Beyond Space Force: Five space opportunities to keep in your orbit

Space Force grabs a lot of attention but they aren't the only space game in town as immixGroup analyst Lloyd McCoy explains.

In a recent immixGroup commentary for Washington Technology, we urged the vendor community to focus beyond the 2020 Census for opportunities in the Department of Commerce. The same advice applies to opportunities in space-based defense. The media darling is the U.S. Space Force, but sales opportunities extend far beyond that branch of service.

Indeed, with Congress and the White House working on the final version of the 2021 National Defense Authorization Act (NDAA), outer space has become a high priority.(In fact, the Space Force was established in the fiscal 2020 NDAA.) That’s important for vendors selling into the federal government. NDAA is a critical budget document, establishing funding levels and setting policy for the Department of Defense. The issues discussed in the document provide real insight into DOD priorities over the next year or more.

To that end, 2021’s NDAA will call for a greater emphasis on the military’s use of space. In particular, the budget authorization document will focus on developing the infrastructure and technologies that will enable build-out of space-based assets.
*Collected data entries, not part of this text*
PR #141, opened 2017-04-29
Break loop in OLD_CheckBuyZone, OLD_CheckBombTarget, OLD_CheckRescueZone

justgo97:
stop loop when match is found


In-line:
1. It's better to add `REHLDS_FIXES` check, because behavior changed.
2. Make PR title more informative

justgo97:
1. done
2. any ideas ?

PR #142, opened 2017-04-30
Added SPEC team to autojoin

justgo97:


s1lentq:
could you also please add some details about it  [here](https://github.com/s1lentq/ReGameDLL_CS/blob/a5dac3c267d13e60c64b1c6704611871b9027a53/dist/game.cfg#L91).
something like **any/SPEC/CT/T**

PR #143, opened 2017-05-01
Added mp_disable_buyzone cvar

justgo97:
usefull for many gamemods jailbreak/zombie/deathmatch, mp_disable_buyzone 1/0 by default its set to 0 can be enabled/disabled in-game.


justgo97:
just noticed this xD

```
// -1 - means no time limit
21	//  0 - disable buy
22	//
23	// Default value: "1.5"
24	mp_buytime 0.25
```
mp_buytime "0"

PR #144, opened 2017-05-01
dead see alive messages

justgo97:


justgo97:
added by mistake, sorry

regamedll/dlls/client.cpp
```diff
@@ -756,7 +756,7 @@ void Host_Say(edict_t *pEntity, BOOL teamonly)
 		if (teamonly && client->m_iTeam != player->m_iTeam)
 			continue;
 
-		if ((client->pev->deadflag != DEAD_NO && !bSenderDead) || (client->pev->deadflag == DEAD_NO && bSenderDead))
```
WPMGPRoSToTeMa: It can be shorter `(client->pev->deadflag == DEAD_NO) == bSenderDead`.

justgo97: (client->pev->deadflag == DEAD_NO && bSenderDead) no difference ?

justgo97: (client->pev->deadflag == DEAD_NO) == bSenderDead
oh i see
1#: seems fine
(client->pev->deadflag == DEAD_NO) = 1 -> player alive
bSenderDead = 1 -> sender is dead
1 = 1 -> continue
#2: but what about here ?
(client->pev->deadflag == DEAD_NO) = 0 -> player dead
bSenderDead = 0 -> sender is alive
1 = 1 -> continue

WPMGPRoSToTeMa: No.
`(client->pev->deadflag != DEAD_NO && !bSenderDead) || (client->pev->deadflag == DEAD_NO && bSenderDead)`
or
`(client->pev->deadflag == DEAD_NO) == bSenderDead`
means
`(isReceiverAlive && !isSenderAlive) || (!isReceiverAlive && isSenderAlive)`
or
`isReceiverAlive != isSenderAlive` in shorter form. So, we skip this iteration if receiver and sender not both alive or not both dead.

`client->pev->deadflag == DEAD_NO && bSenderDead` means that receiver should be alive and sender should be dead.

justgo97: yeah thats what i wanted dead to see alive, i guess you wanted to make it shorter and keep default hlds behavor ?

WPMGPRoSToTeMa: > yeah thats what i wanted dead to see alive

Dead to see alive, but not alive to see dead? If so, then you're right.

> i guess you wanted to make it shorter and keep default hlds behavor ?

Yup, i just made it shorter.

justgo97: > Dead to see alive, but not alive to see dead?

yeah exactly

>  But you need to make it configurable via some new cvar and REGAMEDLL_ADD.

yeah i will thats why i closed the pull request once i m done adding the cvar i will reopen it.

PR #146, opened 2017-05-02
Added mp_chat_flags cvar

justgo97:
mp_chat_flags 0 = disable (default)
flags: 
a = dead see alive chat (only team)
b = alive see dead chat (only team)
.
.
more flags soon.

### DIFF
--- a/README.md
+++ b/README.md
@@ -56,7 +56,7 @@ There are several software requirements for building Regamedll_CS:
 </ol>
 
 ### Checking requirements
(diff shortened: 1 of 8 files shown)


s1lentq:
please, you can testing via gradle your changes before committing.
too many builds are failed.

justgo97:
i have linux and it all tests gets passed and in windows when the gradle doesn't work for me.

PR #1108, opened 2025-08-31
Enable shield HUD pickup icon via WeaponList/WeapPickup

dystopm:
## Purpose
Enable the unused shield HUD icon in CS 1.6. Unlike weapons, the shield is not normally sent through the `WeaponList` message, so its history icon never appears on pickup. However, the file `weapon_shieldgun.txt` exists in the game resources with HUD icon data that was never utilized.

## Approach
Extend `GiveShield` to send a `WeaponList` placeholder entry for the shield and trigger the `WeapPickup` message when the player receives it. This activates the existing HUD assets so the shield displays its history icon consistently, matching the behavior of other items.

## Learning
https://github.com/Velaron/cs16-client/blob/87518233ad5f35a9c0f6ea8919ba98c4145834b6/cl_dll/ammo.cpp#L631
https://github.com/Velaron/cs16-client/blob/main/cl_dll/ammohistory.h
https://github.com/Velaron/cs16-client/blob/87518233ad5f35a9c0f6ea8919ba98c4145834b6/cl_dll/ammo.cpp#L530

[](https://www.youtube.com/watch?v=i2GEziOBA_o)

### DIFF
--- a/regamedll/dlls/player.cpp
+++ b/regamedll/dlls/player.cpp
@@ -3412,7 +3412,23 @@ void EXT_FUNC CBasePlayer::__API_HOOK(GiveShield)(bool bDeploy)
 		}
 	}
 
-#ifndef REGAMEDLL_FIXES
+#ifdef REGAMEDLL_FIXES
+	MESSAGE_BEGIN(MSG_ONE, gmsgWeaponList, nullptr, pev);
+		WRITE_STRING("weapon_shieldgun");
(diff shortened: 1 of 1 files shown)


fl0werD:
I think you need to write WeaponList in that place with MSG_INIT.
https://github.com/rehlds/ReGameDLL_CS/blob/master/regamedll/dlls/client.cpp#L235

All told, more than $15 billion will be dedicated to space programs in 2021. These programs, dispersed across many different agencies, will all require cross-domain technological solutions for ground stations, defensive cyber capabilities, system engineering, command and control and analytics.

For space-based systems, the main requirements will involve command and control, tracking technologies and analytic solutions. Data transport and battle management solutions will be in demand as data traverses terrestrial and space domains.

Let’s look at where we expect IT solutions to be most needed in the space domain: 

Space Systems Command (SSC)

This newly announced organization within the Space Force will be made up in large part from the current Space and Missile Systems Center. SSC will provide acquisition support for the Space Force for developing, acquiring, fielding and sustaining military space weapons.

The SSC’s focus will be to improve surveillance and warning capabilities in space, as well as funding R&D projects to support the Space Force’s operational arm, Space Operations Command. Cloud-based AI and data library tools are likely to be the subject of ongoing requirements because of the growing demand for analysis and storage of data from both satellites and ground stations. Other areas of interest for SSC will be security solutions for space-based assets and the use of 5G networks to support mission fulfillment.

Navy Program Executive Office Space Systems (PEO Space Systems)

The Navy has historically played a major role in developing, deploying, sustaining and influencing space-based capabilities for naval, joint and allied operations. In particular, this branch of service is responsible for DOD’s UHF narrowband satellite communications (SATCOM). Because it is the most effective SATCOM frequency for penetrating jungle foliage, inclement weather and urban terrain, the UHF spectrum is the military’s communications workhorse for disadvantaged, tactical warfighters on the move. Look for more communications requirements to come from this PEO. It’s likely that the organization will eventually roll up into the SSC, but for now it remains its own entity.

U.S. Army Space and Missile Defense Command

USASMDC/ARSTRAT conducts space and missile defense operations and provides planning, integration, control and coordination of Army forces and capabilities in support of U.S. Strategic Command missions (strategic deterrence, integrated missile defense, and space operations). It serves as the Army force modernization proponent for space, high altitude and global missile defense, and serves as the Army operational integrator for global missile defense.

USASMDC/ARSTRAT builds future space and missile defense forces for tomorrow by researching, testing and integrating space, missile defense, cyber, directed energy, hypersonic and related technologies for the future. As with PEO Space Systems, this activity is likely to eventually come under the SSC’s aegis.

The National Reconnaissance Office

NRO is a member of the U.S. Intelligence Community and runs and operates classified overhead satellites. Its budget is classified, but numbers in the billions. The NRO designs, builds, launches, and operates the reconnaissance satellites of the U.S. federal government, providing satellite intelligence to several government agencies, including signals intelligence to the National Security Agency, imagery intelligence to the National Geospatial Agency, and measurement and signature intelligence to the Defense Intelligence Agency.

Space Development Agency

The SDA falls under the Office of the Undersecretary of Defense for Research and Engineering, although it is scheduled to move under the Space Force in 2022. This organization plans to spend $11 billion over the next five years to build out a sensor layer that will allow the military to detect and track what the U.S. believes to be one of the most credible threats in coming years – namely, hypersonic missiles traversing the atmosphere at breakneck speeds.

Supplementing this sensor layer will be a similar space-based system, led by the Missile Defense Agency, that will focus on targeting hypersonic missile attacks. Over the next decade, the DOD will be pouring billions of dollars into these integrated detection and defense satellite constellations.

It is true that in time these IT sales opportunities will, in all likelihood roll up under the Space Force. For at least the next five years, however, DOD’s space programs are solid prospects for both legacy communications and surveillance programs and for the emerging market opportunities to support emerging and maturing satellite constellation operational capabilities.